Mankind has used glass in some way for millennia and researchers are still finding new uses for it today. It’s not uncommon to hear the oft-repeated factoid that glass is actually a liquid, not a solid. But the reality is much more interesting: glass falls neatly into none of these categories and is in many ways a state of matter all its own. As two materials scientists studying glass, we are constantly looking to improve our understanding of this unique material and discover new ways to use glass in the future.
What is Glass?
The best way to understand glass is to understand how it’s made.
The first step in making glass requires heating a mixture of minerals, often soda ash, limestone and quartz sand, until they melt into a liquid at about 2,700 degrees Fahrenheit (1,480 degrees Celsius). In this state the minerals flow freely in the liquid and move in a disorderly manner. If this liquid cools fast enough, instead of solidifying into an organized crystalline structure like most solids, the mixture solidifies while retaining the disordered structure. It is the atomically disordered structure that defines glass.

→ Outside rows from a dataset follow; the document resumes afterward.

PR #392, opened 2026-09-11
fix: greedy and Welsh-Powell coloring ignore incoming edges on directed graphs

### LINKED ISSUE #379: Greedy and Welsh-Powell graph coloring produce invalid colorings on directed graphs
## Summary

Both `greedy_graph_coloring` and `welsh_powell_coloring` only inspect `graph.get_neighbors(vertex)`, which for a `directed_graph` returns **outgoing** edges only. A vertex is colored without consulting its predecessors, so two vertices that share a common successor can end up with the same color — violating the library's own "no two adjacent vertices share a color" guarantee.

## Locations

- [`include/graaflib/algorithm/coloring/greedy_graph_coloring.tpp:23`](https://github.com/bobluppes/graaf/blob/main/include/graaflib/algorithm/coloring/greedy_graph_coloring.tpp#L23)
- [`include/graaflib/algorithm/coloring/welsh_powell.h:20`](https://github.com/bobluppes/graaf/blob/main/include/graaflib/algorithm/coloring/welsh_powell.h#L20) / [`welsh_powell.tpp:37`](https://github.com/bobluppes/graaf/blob/main/include/graaflib/algorithm/coloring/welsh_powell.tpp#L37)

## Details

`add_edge` for a `DIRECTED` graph only inserts into `adjacency_list_[lhs]`, never `adjacency_list_[rhs]` (`graph.tpp:187`). Neither coloring algorithm's template is constrained to `graph_type::UNDIRECTED` (unlike Kruskal, Prim, and Bron-Kerbosch, which are all explicitly pinned to `UNDIRECTED`), so both can be instantiated on a `directed_graph` and will silently produce an improper coloring.

## Reproduction

3 vertices `A, B, C` with directed edges `A -> C` and `B -> C`, no edge between `A` and `B`. Processing order `A, B, C`: `A` gets color `0` (its own outgoing neighbor list doesn't include `C`... wait, it's `C`'s incoming edges that are invisible), `B` gets color `0`, and `C` is colored using only its own (empty) outgoing neighbor list — so `C` can end up colored `0` as well, despite the edges `A -> C` and `B -> C` requiring `C` to differ from both.

`GreedyGraphColoringTest.DisconnectedComponents` is parameterized over `directed_graph` but never constructs a vertex with in-degree ≥ 2 from differently-colored predecessors, so it doesn't trigger the bug. `welsh_powell_test.cpp` only instantiates `minimal_undirected_graph_type`, so the directed case is entirely untested.

## Impact

Silent, incorrect output (not a crash) for any directed graph with a "converging" vertex — a very common shape.

bobluppes:
## Summary

Both `greedy_graph_coloring` and `welsh_powell_coloring` only inspected `graph.get_neighbors(vertex)`, which for a `directed_graph` returns **outgoing** edges only. A vertex was colored without consulting its predecessors, so two vertices with no edge between them but a shared successor could end up with the same color as that successor — violating the library's own "no two adjacent vertices share a color" guarantee.

Fixes #379.

## Fix

Both algorithms keep their existing generic `template <typename GRAPH>` signature — **no breaking API change**. For directed graphs, each now precomputes a reverse-adjacency (predecessor) map in O(V+E) up front, and folds those predecessor colors into the same color-selection logic already used for outgoing neighbors. Undirected graphs are unaffected (`get_neighbors` is already symmetric there, so the extra step is skipped via `graph.is_directed()`).

An alternative, more idiomatic-looking fix would have been to pin these algorithms to `graph_type::UNDIRECTED` (as Kruskal/Prim/Bron-Kerbosch already do) — but that would break any existing caller instantiating them on a `directed_graph`, which the issue asked to avoid.

## Is directed-graph coloring well-defined?

Researched this before implementing: there are two distinct, legitimate generalizations of vertex coloring to digraphs in the literature — (1) coloring the *underlying undirected graph* (adjacent = an edge in either direction), and (2) the *dichromatic number* (Neumann-Lara, 1982), which only forbids monochromatic directed cycles and can admit far fewer colors (e.g. 1 color for any DAG). These are genuinely different problems.

graaf's own docstrings/tests already commit to definition (1) ("no two adjacent vertices share the same color"), and the fix implements exactly that. Added a short clarifying note to both docstrings (`greedy_graph_coloring.h`, `welsh_powell.h`) making this explicit, since the ambiguity is exactly what let the original bug go unnoticed.

## Tests

- `greedy_coloring_test.cpp`: new `ConvergingEdgesColoredDifferently` case (both directed and undirected fixtures).
- `welsh_powell_test.cpp`: new `WelshPowellDirectedTest` suite (previously untested on directed graphs) with the same regression case.

Since `std::unordered_map` iteration order is unspecified, a naive single-triangle reproduction can pass by luck even against the buggy code (on this platform, Welsh-Powell's degree-based ordering and the greedy algorithm's hash-map ordering could both accidentally hide the bug for a single instance). Verified both new tests actually fail against the pre-fix code before restoring the fix, and confirmed the full 774-test suite passes with the fix applied.

## Test plan

- [x] `greedy_coloring_test.cpp` and `welsh_powell_test.cpp` pass with the fix
- [x] Verified both new regression tests fail against the pre-fix implementation
- [x] Full test suite (774 tests) passes
- [x] `clang-format --dry-run --Werror` clean on all changed files

### DIFF
--- a/include/graaflib/algorithm/coloring/greedy_graph_coloring.tpp
+++ b/include/graaflib/algorithm/coloring/greedy_graph_coloring.tpp
@@ -17,9 +17,10 @@ std::unordered_map<vertex_id_t, int> greedy_graph_coloring(const GRAPH& graph) {
   // Get the vertices from the graph
   const auto& vertices = graph.get_vertices();
 
-  // graph::get_neighbors() only reports outgoing edges. For a directed graph,
-  // two vertices sharing a common predecessor must still get different
-  // colors, so we additionally need to take incoming edges into account.
+  // graph::get_neighbors() only reports outgoing edges. On a directed graph,
+  // a vertex must also differ in color from each of its predecessors (the
+  // vertices with an edge into it), not just its successors, so we
+  // additionally need to take incoming edges into account.
   std::unordered_map<vertex_id_t, std::unordered_set<vertex_id_t>>
       predecessors{};
   if (graph.is_directed()) {
--- a/include/graaflib/algorithm/coloring/greedy_graph_coloring.tpp
+++ b/include/graaflib/algorithm/coloring/greedy_graph_coloring.tpp
@@ -2,6 +2,7 @@
 #include <graaflib/algorithm/coloring/greedy_graph_coloring.h>
 
 #include <unordered_map>
+#include <unordered_set>
 
 #include "greedy_graph_coloring.h"
 
@@ -15,17 +16,43 @@ std::unordered_map<vertex_id_t, int> greedy_graph_coloring(const GRAPH& graph) {
   // Get the vertices from the graph
   const auto& vertices = graph.get_vertices();
 
+  // graph::get_neighbors() only reports outgoing edges. For a directed graph,
+  // two vertices sharing a common predecessor must still get different
+  // colors, so we additionally need to take incoming edges into account. We
+  // precompute them here to keep the main loop below linear in the number of
+  // edges.
+  std::unordered_map<vertex_id_t, std::unordered_set<vertex_id_t>>
+      predecessors{};
+  if (graph.is_directed()) {
+    for (const auto& [vertex_id, _] : vertices) {
+      for (const auto neighbor_id : graph.get_neighbors(vertex_id)) {
+        predecessors[neighbor_id].insert(vertex_id);
+      }
+    }
+  }
+
   // Iterate through each vertex
   for (const auto& [current_vertex_id, _] : vertices) {
     // Iterate through neighboring vertices
     // Find the smallest available color for the current vertex
     int available_color{0};
-    for (const auto neighbor_id : graph.get_neighbors(current_vertex_id)) {
-      if (coloring.contains(neighbor_id)) {
-        const auto neighbor_color{coloring.at(neighbor_id)};
-        if (neighbor_color >= available_color) {
-          available_color = neighbor_color + 1;
+
+    const auto consider_neighbor{[&](vertex_id_t neighbor_id) {
+      if (const auto it{coloring.find(neighbor_id)}; it != coloring.end()) {
+        if (it->second >= available_color) {
+          available_color = it->second + 1;
         }
+      }
+    }};
+
+    for (const auto neighbor_id : graph.get_neighbors(current_vertex_id)) {
+      consider_neighbor(neighbor_id);
+    }
+
+    if (const auto it{predecessors.find(current_vertex_id)};
+        it != predecessors.end()) {
+      for (const auto predecessor_id : it->second) {
+        consider_neighbor(predecessor_id);
       }
     }
 
--- a/include/graaflib/algorithm/coloring/greedy_graph_coloring.tpp
+++ b/include/graaflib/algorithm/coloring/greedy_graph_coloring.tpp
@@ -1,5 +1,6 @@
 #pragma once
 #include <graaflib/algorithm/coloring/greedy_graph_coloring.h>
+#include <graaflib/algorithm/utils.h>
 
 #include <unordered_map>
 #include <unordered_set>
@@ -18,17 +19,11 @@ std::unordered_map<vertex_id_t, int> greedy_graph_coloring(const GRAPH& graph) {
 
   // graph::get_neighbors() only reports outgoing edges. For a directed graph,
   // two vertices sharing a common predecessor must still get different
-  // colors, so we additionally need to take incoming edges into account. We
-  // precompute them here to keep the main loop below linear in the number of
-  // edges.
+  // colors, so we additionally need to take incoming edges into account.
   std::unordered_map<vertex_id_t, std::unordered_set<vertex_id_t>>
       predecessors{};
   if (graph.is_directed()) {
-    for (const auto& [vertex_id, _] : vertices) {
-      for (const auto neighbor_id : graph.get_neighbors(vertex_id)) {
-        predecessors[neighbor_id].insert(vertex_id);
-      }
-    }
+    predecessors = get_predecessors(graph);
   }
 
   // Iterate through each vertex
--- a/include/graaflib/algorithm/coloring/welsh_powell.tpp
+++ b/include/graaflib/algorithm/coloring/welsh_powell.tpp
@@ -15,9 +15,10 @@ template <typename GRAPH>
 std::unordered_map<vertex_id_t, int> welsh_powell_coloring(const GRAPH& graph) {
   using degree_vertex_pair = std::pair<int, vertex_id_t>;
 
-  // graph::get_neighbors() only reports outgoing edges. For a directed graph,
-  // two vertices sharing a common predecessor must still get different
-  // colors, so we additionally need to take incoming edges into account.
+  // graph::get_neighbors() only reports outgoing edges. On a directed graph,
+  // a vertex must also differ in color from each of its predecessors (the
+  // vertices with an edge into it), not just its successors, so we
+  // additionally need to take incoming edges into account.
   std::unordered_map<vertex_id_t, std::unordered_set<vertex_id_t>>
       predecessors{};
   if (graph.is_directed()) {
--- a/include/graaflib/algorithm/coloring/welsh_powell.tpp
+++ b/include/graaflib/algorithm/coloring/welsh_powell.tpp
@@ -25,6 +25,20 @@ std::unordered_map<vertex_id_t, int> welsh_powell_coloring(const GRAPH& graph) {
 
   std::sort(degree_vertex_pairs.rbegin(), degree_vertex_pairs.rend());
 
+  // graph::get_neighbors() only reports outgoing edges. For a directed graph,
+  // two vertices sharing a common predecessor must still get different
+  // colors, so we additionally need to take incoming edges into account. We
+  // precompute them here to keep this linear in the number of edges.
+  std::unordered_map<vertex_id_t, std::unordered_set<vertex_id_t>>
+      predecessors{};
+  if (graph.is_directed()) {
+    for (const auto& [vertex_id, _] : graph.get_vertices()) {
+      for (const auto& neighbor_id : graph.get_neighbors(vertex_id)) {
+        predecessors[neighbor_id].insert(vertex_id);
+      }
+    }
+  }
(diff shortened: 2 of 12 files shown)


bobluppes:
Looked into the Codecov patch-coverage note (the checks themselves already pass, so this isn't blocking).

The single flagged line is the closing `}` of `get_predecessors` in [`utils.tpp`](include/graaflib/algorithm/utils.tpp#L36) — not a genuinely untested code path. I verified this by building `utils_test.cpp` standalone with Clang source-based coverage instrumentation: every statement in `get_predecessors`, for both the directed case (including a vertex with an empty neighbor set) and the undirected case, is hit by the existing tests.

This is the same gcov artifact already present, unaddressed, on the closing brace of `get_transposed_graph` in this same file (pre-existing on `main`, visible as Codecov's `base` miss before this PR) — a function that builds a container locally and returns it by value can get a separate epilogue/destructor basic-block count on the closing brace that doesn't always match the `return` statement's own count. No additional test can change that.

test/graaflib/algorithm/coloring/greedy_coloring_test.cpp
```diff
@@ -122,6 +122,47 @@ TYPED_TEST(GreedyGraphColoringTest, CompleteGraph) {
...
+// vertices with no edge between them but a shared successor must still be
+// colored differently from that successor. For a directed_graph, this means
+// the coloring may not rely solely on outgoing edges (A -> C, B -> C).
+//
+// The vertices in each converging triple are added in a different order
+// (sink added last, then sink added first) since graph::get_vertices()
+// returns an unordered_map whose iteration order is unspecified: whether the
+// bug is exposed for a given triple can depend on whether the sink happens to
+// be visited before or after its predecessors, so both orderings are covered
+// to make this test independent of that iteration order.
```
bobluppes: This comment is overly specific and tied to the implementation details of the graph class and the algorithm. You may mention that this is a regression test for a reported issue, but please do not expose implementation details in such comments.

test/graaflib/algorithm/coloring/greedy_coloring_test.cpp
```diff
@@ -122,6 +122,47 @@ TYPED_TEST(GreedyGraphColoringTest, CompleteGraph) {
...
+
+  // Triple 1: predecessors added before the sink.
+  const auto vertex_a1{graph.add_vertex(1)};
+  const auto vertex_b1{graph.add_vertex(2)};
+  const auto vertex_c1{graph.add_vertex(3)};
+  graph.add_edge(vertex_a1, vertex_c1, 1);
+  graph.add_edge(vertex_b1, vertex_c1, 1);
+
+  // Triple 2: sink added before its predecessors.
+  const auto vertex_c2{graph.add_vertex(4)};
```
bobluppes, line 143: Here you may briefly add a single line comment why you do before/after sync (i.e. to possibly trigger different iteration orders). But do not expose implementation details

test/graaflib/algorithm/coloring/welsh_powell_test.cpp
```diff
@@ -155,4 +155,41 @@ TYPED_TEST(WelshPowellTest, DisconnectedComponents) {
...
+// Regression test for https://github.com/bobluppes/graaf/issues/379:
+// graph::get_neighbors() only reports outgoing edges for a directed_graph, so
+// a vertex reached only via incoming edges must still be colored differently
+// from its predecessor.
+//
+// vertex_y has the highest degree (out-degree 2), so Welsh-Powell colors it
+// first regardless of unordered_map iteration order; vertex_z and vertex_x
+// are pure sinks (out-degree 0) whose only edge is incoming from vertex_y.
+// Once vertex_y is colored, a coloring that ignores incoming edges will color
+// both sinks the same as vertex_y, since it never looks back at it.
```
bobluppes: Same here, don't expose implementation details. You may mention briefly that this is a regression test for a specific issue.

test/graaflib/algorithm/coloring/welsh_powell_test.cpp
```diff
@@ -155,4 +155,41 @@ TYPED_TEST(WelshPowellTest, DisconnectedComponents) {
...
+TYPED_TEST(WelshPowellDirectedTest, ConvergingEdgesColoredDifferently) {
+  // GIVEN
+  using graph_t = typename TestFixture::graph_t;
+  graph_t graph{};
+
+  const auto vertex_y{graph.add_vertex(1)};
+  const auto vertex_z{graph.add_vertex(2)};
+  const auto vertex_x{graph.add_vertex(3)};
+
```
bobluppes: The order of these variable names is weird, I would expect x, y, z or otherwise a, b, c. Please adapt.

test/graaflib/algorithm/coloring/greedy_coloring_test.cpp
```diff
@@ -122,6 +122,47 @@ TYPED_TEST(GreedyGraphColoringTest, CompleteGraph) {
...
+  // WHEN
+  auto coloring = greedy_graph_coloring(graph);
+
+  // THEN
+  // Verify that for each edge, adjacent vertices have different colors
+  for (const auto& [edge_id, edge] : graph.get_edges()) {
+    const auto [u, v]{edge_id};
+    ASSERT_NE(coloring[u], coloring[v]);
+  }
+}
```
bobluppes, line 154: Welsh powell tests use a is_proper_coloring helper function which is defined in the anonymous namespace of that class. Please check: do we already have a place for shared utilities in the test sources (not in the main include sources!). 

If so, please extract the test utility there. If not, please leave as-is and open a github issue to create a test utility source and extract this coloring check helper in scope of that issue.

include/graaflib/algorithm/coloring/greedy_graph_coloring.tpp
```diff
@@ -15,18 +17,38 @@ std::unordered_map<vertex_id_t, int> greedy_graph_coloring(const GRAPH& graph) {
   // Get the vertices from the graph
   const auto& vertices = graph.get_vertices();
 
+  // graph::get_neighbors() only reports outgoing edges. For a directed graph,
+  // two vertices sharing a common predecessor must still get different
```
bobluppes: This line reads strange to me. "Two vertices sharing a common predecessor must still get different color". 

I read this as:

a <- b -> c

Vertex a and c share a predecessor (b). According to the coment a and c must therefore get a different color. But my understanding is that the color between a & c does not matter, as long as they both have a different color compared to b.

Check if my understanding is correct. If so, please adjust the comment. If not, please explain where my understanding is not correct.

include/graaflib/algorithm/coloring/welsh_powell.tpp
```diff
@@ -16,10 +15,24 @@ template <typename GRAPH>
 std::unordered_map<vertex_id_t, int> welsh_powell_coloring(const GRAPH& graph) {
   using degree_vertex_pair = std::pair<int, vertex_id_t>;
 
-  // Step 1: Sort vertices by degree in descending order
+  // graph::get_neighbors() only reports outgoing edges. For a directed graph,
+  // two vertices sharing a common predecessor must still get different
+  // colors, so we additionally need to take incoming edges into account.
```
bobluppes: Same question here as for the comment in the greedy impleentation.

test/graaflib/algorithm/coloring/greedy_coloring_test.cpp
bobluppes: Trimmed the comment to just reference the issue, without the implementation-detail explanation.

🤖 Addressed by [Claude Code](https://claude.com/claude-code)

test/graaflib/algorithm/coloring/greedy_coloring_test.cpp
bobluppes: Kept a brief one-line note on why the sink is added before its predecessors here, without naming the underlying container/iteration mechanism.

🤖 Addressed by [Claude Code](https://claude.com/claude-code)

test/graaflib/algorithm/coloring/welsh_powell_test.cpp
bobluppes: Trimmed to just the issue reference here as well.

🤖 Addressed by [Claude Code](https://claude.com/claude-code)

test/graaflib/algorithm/coloring/welsh_powell_test.cpp
bobluppes: Renamed vertex_y/vertex_z/vertex_x to vertex_a/vertex_b/vertex_c (declaration order now matches the naming order), consistent with the a/b/c convention already used in greedy_coloring_test.cpp.

🤖 Addressed by [Claude Code](https://claude.com/claude-code)

test/graaflib/algorithm/coloring/greedy_coloring_test.cpp
bobluppes: Found the existing convention: test/utils/{fixtures,scenarios} already holds shared test-only utilities (not under include/). Extracted is_proper_coloring into test/utils/assertions/coloring_assertions.h and switched both welsh_powell_test.cpp (removing its anonymous-namespace copy) and this new greedy test (removing the manual edge-check loop) to use it.

🤖 Addressed by [Claude Code](https://claude.com/claude-code)

include/graaflib/algorithm/coloring/greedy_graph_coloring.tpp
bobluppes: You're right, and the comment was wrong. For a <- b -> c, a and c don't need to differ from each other - only from b. The actual invariant is: a vertex must differ from each of its own predecessors, not that vertices sharing a predecessor must differ from each other. Reworded the comment to say that.

🤖 Addressed by [Claude Code](https://claude.com/claude-code)

include/graaflib/algorithm/coloring/welsh_powell.tpp
bobluppes: Same fix applied here - reworded to state the correct invariant (a vertex must differ from each of its predecessors).

🤖 Addressed by [Claude Code](https://claude.com/claude-code)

As the molten glass cools, it freezes the messy, amorphous structure it had as a liquid. Cdang/Wikimedia Commons, CC BY-SA
It’s not uncommon to hear the oft-repeated factoid that glass is actually a liquid, not a solid. But the reality is much more interesting
In the short term, glass behaves much like a solid. But the liquid structure of glass means that over a long enough period of time, the glass undergoes a process called relaxation. Relaxation is an ongoing but extremely slow process in which the atoms in a piece of glass will slowly rearrange themselves into a more stable structure. In 1 billion years, a typical piece of glass will change shape by less than 1 nanometer about 1/70,000th the diameter of a human hair. Due to the slow rate of change, the myth that old windows are thicker at the bottom due to centuries of gravity pulling on the slowly flowing glass isn’t true.
Colloquially, the word glass often refers to a hard, brittle, transparent substance made of molten sand, soda, and lime. Yet there are many types of glass that are not transparent, and glass can be made from any combination of elements as long as the liquid mixture can be cooled fast enough to avoid crystallization.
From the Stone Age to today
Humans have been making tools out of glass for thousands of years, like this 4th-century Roman goblet. Matthias Kabel/Wikimedia Commons, CC BY-SA
Humans have used glass for more than 4,000 years, with some of the earliest uses for decorative glass beads and arrowheads. Archaeologists have also uncovered evidence of 2,000-year-old glass workshops. One such ancient laboratory was discovered near Haifa in present-day Israel and dates back to around 350 AD. There, archaeologists have uncovered chunks of raw glass, glass melting furnaces, utilitarian glass vessels, and glassblowing debris.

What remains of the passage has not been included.